**Instructions to follow:**
For each line in the data that includes "based", make a copy.

[Stored data entries]

PR #1069, opened 2026-07-29
[Setupmanager] Create support for two NUMA node guest deployment

jamepark4:
Part of testing `viomem` within tp-qemu were a set of tests that explicitly hotplugged virtio-mem-pci to a guest's second NUMA node.  Besides testing that grow/shrink operations are working it also monitors that the expected NUMA node under test reflects those changes accordingly and NUMA node 0 is not impacted.  HCK-CI currently deploys all guests with a single NUMA node so that testing approach is not possible.  This commit adds support to deploy a two NUMA node guest when requested.  If a driver json definition includes `numa_state: true` then the corresponding guest will deploy with the updated NUMA topology. Implemented the following changes:

File changes:

- `setupmanagers/qemuhck/devices/numa-topology.json`: Created a new device defining default NUMA topology and cmd line.
- `engines/hcktest/drivers/viomem.json`: Updated to with `numa_state: true` and `pcie_spare_root_ports: 1` to allocate an empty PCIe root port for virtio-mem hotplug.
- `models/driver.rb`: Added corresponding properties `numa_state` and `pcie_spare_root_ports`.
- `setupmanagers/qemuhck/devices/virtio-mem-pci.json`: To account for grow/shrink increased maxmem from 2 to 8 for `pluggable_memory_gb`.  Using the variable `pluggable_memory` resulted in the boot device consuming all memory defined by `pluggable_memory_gb` blocking any grow tests. Created a new variable `viomem_boot_backend_size` to maintain the original 2GB size for boot disk and leaving the remaining 6GB for grow operations. Lastly added `viomem_numa_node` to allocate the boot device to NUMA node 0.
- `setupmanagers/qemuhck/qemu_machine.json`: Define default numa state to false
- `setupmanagers/qemuhck/qemu_machine.rb`: If none default values from `numa-topology.json` are not used, dynamically come up with the correct cpu and memory allocation based on total cpu count and memory for the guest. The allocations are purely for a two NUMA node setup. Also update `base_cmd` to use memory slots in the event that NUMA is active.
- `setupmanagers/qemuhck/qemuhck.rb`: Update `OPT_NAMES` with new `numa_state` and `pcie_spare_root_ports` properties.
-  `setupmanagers/qemuhck/states.json`: Update `define_variables` based on `numa_state`.  If true device list now includes numa-toplogy and updates memory_slots to 20, if false define memory_slots to nothing.

### DIFF
--- a/lib/engines/hcktest/drivers/viomem.json
+++ b/lib/engines/hcktest/drivers/viomem.json
@@ -4,5 +4,6 @@
   "inf": "viomem.inf",
   "install_method": "PNP",
   "type": 0,
-  "support": false
+  "support": false,
+  "numa_state": true
 }
--- a/lib/setupmanagers/qemuhck/devices/numa-topology.json
+++ b/lib/setupmanagers/qemuhck/devices/numa-topology.json
@@ -1,0 +1,9 @@
+{
+  "name": "numa-topology",
+  "command_line": [
+    "-object memory-backend-ram,id=numa_mem0,size=@numa_node0_memory@",
+    "-object memory-backend-ram,id=numa_mem1,size=@numa_node1_memory@",
+    "-numa node,memdev=numa_mem0,cpus=0-@numa_node0_max_cpu@",
+    "-numa node,memdev=numa_mem1,cpus=@numa_node1_min_cpu@-@numa_node1_max_cpu@"
+  ]
+}
--- a/lib/setupmanagers/qemuhck/devices/virtio-mem-pci.json
+++ b/lib/setupmanagers/qemuhck/devices/virtio-mem-pci.json
@@ -1,9 +1,13 @@
 {
   "name": "virtio-mem-pci",
-  "pluggable_memory_gb": 2,
+  "pluggable_memory_gb": 8,
   "need_pci_bus": true,
   "command_line": [
-    "-object memory-backend-ram,id=mem_backend,size=@pluggable_memory@",
-    "-device virtio-mem-pci@device_extra_param@@iommu_device_param@,id=mem_@run_id@_@client_id@,memdev=mem_backend,requested-size=1G,bus=@bus_name@.0"
-  ]
+    "-object memory-backend-ram,id=mem_viomem_@run_id@_@client_id@,size=@viomem_boot_backend_size@",
+    "-device virtio-mem-pci@device_extra_param@@iommu_device_param@,id=mem_@run_id@_@client_id@,memdev=mem_viomem_@run_id@_@client_id@,node=@viomem_numa_node@,requested-size=1G,bus=@bus_name@.0"
+  ],
+  "define_variables": {
+    "@viomem_numa_node@": "0",
+    "@viomem_boot_backend_size@": "2G"
+  }
 }
--- a/lib/models/driver.rb
+++ b/lib/models/driver.rb
@@ -25,6 +25,8 @@ module AutoHCK
       const :s3_state, T.nilable(T::Boolean)
       const :s4_state, T.nilable(T::Boolean)
       const :enlightenments_state, T.nilable(T::Boolean)
+      const :numa_state, T.nilable(T::Boolean)
+      const :pcie_spare_root_ports, T.nilable(Integer)
 
       const :post_start_commands, T::Array[CommandInfo], default: []
       const :extra_software, T::Array[String], default: []
--- a/lib/setupmanagers/qemuhck/qemu_machine.json
+++ b/lib/setupmanagers/qemuhck/qemu_machine.json
@@ -32,6 +32,7 @@
     "vhost_state": true,
     "viommu_state": false,
     "drive_unsafe_cache_state": false,
-    "tpm_state": false
+    "tpm_state": false,
+    "numa_state": false
   }
 }
--- a/lib/setupmanagers/qemuhck/qemu_machine.rb
+++ b/lib/setupmanagers/qemuhck/qemu_machine.rb
@@ -436,6 +436,27 @@ module AutoHCK
       { '@fs_daemon_cache_mode@' => mode }
     end
 
+    def numa_replacement_map
+      return {} unless option_config('numa_state')
+
+      cpu_count = option_config('cpu_count').to_i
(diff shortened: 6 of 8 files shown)


lib/engines/hcktest/drivers/viomem.json
```diff
@@ -4,5 +4,7 @@
   "inf": "viomem.inf",
   "install_method": "PNP",
   "type": 0,
-  "support": false
+  "support": false,
+  "numa_state": true,
+  "pcie_spare_root_ports": 1
```
kostyanf14: What reason for `pcie_spare_root_ports = 1` by default?

lib/setupmanagers/qemuhck/devices/numa-topology.json
```diff
@@ -0,0 +1,16 @@
...
+    "-object memory-backend-ram,id=numa_mem1,size=@numa_node1_memory@",
+    "-numa node,memdev=numa_mem0,cpus=0-@numa_node0_max_cpu@",
+    "-numa node,memdev=numa_mem1,cpus=@numa_node1_min_cpu@-@numa_node1_max_cpu@"
+  ],
+  "define_variables": {
+    "@numa_node0_memory@": "2G",
+    "@numa_node1_memory@": "2G",
+    "@numa_node0_max_cpu@": "3",
+    "@numa_node1_min_cpu@": "4",
+    "@numa_node1_max_cpu@": "7"
```
kostyanf14: I am not sure that we can hardcode the CPU part because it depends on the CPU count in VM. Am I wrong?

lib/setupmanagers/qemuhck/devices/virtio-mem-pci.json
```diff
@@ -1,9 +1,13 @@
 {
   "name": "virtio-mem-pci",
-  "pluggable_memory_gb": 2,
+  "pluggable_memory_gb": 8,
```
kostyanf14, line 3: Why? Just explain.

kostyanf14 (commented):
Please also check AI comments. Maybe usefull

lib/setupmanagers/qemuhck/devices/numa-topology.json
jamepark4: No you are correct they will always be overridden by the numa_replacement_map, they are unnecessary.

lib/engines/hcktest/drivers/viomem.json
jamepark4: In my testing the default `pcie.0` with the guest did not support hotplugging and I couldn't device_add a pcie-root device at runtime. By default I wanted to pre-allocate one additional empty pcie-root-port at boot for use with the hotplugging.
Edit: It is a supported cli command that can be overwritten though so if the preferred approach is to define it via the cli I can remove it here.

lib/setupmanagers/qemuhck/devices/virtio-mem-pci.json
jamepark4: Max memory for the guest was being [calculated](https://github.com/HCK-CI/AutoHCK/blob/882e5bb1cf4a7fbe50b83fd7b9588ddddf0863b2/lib/setupmanagers/qemuhck/qemu_machine.rb#L404C11-L404C21) by `memory` and `pluggable_memory_gb`.  The 2GB originally allocated would be for the boot-time virtio-mem backend for viomem driver installation. Given the max memory calculations it prevents any additional memory to be hotplugged.  Increasing the amount just allows for the addition of hotplug device for the test.

lib/setupmanagers/qemuhck/devices/virtio-mem-pci.json
```diff
@@ -1,9 +1,13 @@
...
   "need_pci_bus": true,
   "command_line": [
-    "-object memory-backend-ram,id=mem_backend,size=@pluggable_memory@",
-    "-device virtio-mem-pci@device_extra_param@@iommu_device_param@,id=mem_@run_id@_@client_id@,memdev=mem_backend,requested-size=1G,bus=@bus_name@.0"
-  ]
+    "-object memory-backend-ram,id=mem_viomem_@run_id@_@client_id@,size=@viomem_boot_backend_size@",
+    "-device virtio-mem-pci@device_extra_param@@iommu_device_param@,id=mem_@run_id@_@client_id@,memdev=mem_viomem_@run_id@_@client_id@,node=@viomem_numa_node@,requested-size=1G,bus=@bus_name@.0"
```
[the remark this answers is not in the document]
jamepark4: The configured memory backend for the virtio-mem device for the driver is being replaced from `size=@pluggable_memory@"` to `size=@viomem_boot_backend_size@"`.  The initial `pluggable_memory_gb` is [copied](https://github.com/HCK-CI/AutoHCK/blob/882e5bb1cf4a7fbe50b83fd7b9588ddddf0863b2/lib/setupmanagers/qemuhck/qemu_machine.rb#L403) to `pluggable_memory` but it is no longer being referenced when creating the qemu command for sizing the device.

lib/engines/hcktest/drivers/viomem.json
kostyanf14: I preferred to have it in CLI

kostyanf14:
ok to test

kostyanf14 (approved):

kostyanf14:
@jamepark4 LGTM

kostyanf14:
@jamepark4 

```
lib/setupmanagers/qemuhck/qemu_machine.rb:446

    numa_replacement_map raises generic RuntimeError strings for invalid NUMA configs; the rest of this setupmanager uses QemuHCKError for configuration validation. Also memory_gb should be coerced to an integer the same way as cpu_count so comparisons/division are reliable even if options come in as strings.

      cpu_count = option_config('cpu_count').to_i
      raise "NUMA topology requires at least 2 vCPUs (got #{cpu_count})" if cpu_count < 2

      memory_gb = option_config('memory_gb')
      raise "NUMA topology requires at least 2 GB memory (got #{memory_gb})" if memory_gb < 2
```

Makes sense, but not critical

**Response area:**
- `setupmanagers/qemuhck/qemu_machine.rb`: If none default values from `numa-topology.json` are not used, dynamically come up with the correct cpu and memory allocation based on total cpu count and memory for the guest. The allocations are purely for a two NUMA node setup. Also update `base_cmd` to use memory slots in the event that NUMA is active.
-  `setupmanagers/qemuhck/states.json`: Update `define_variables` based on `numa_state`.  If true device list now includes numa-toplogy and updates memory_slots to 20, if false define memory_slots to nothing.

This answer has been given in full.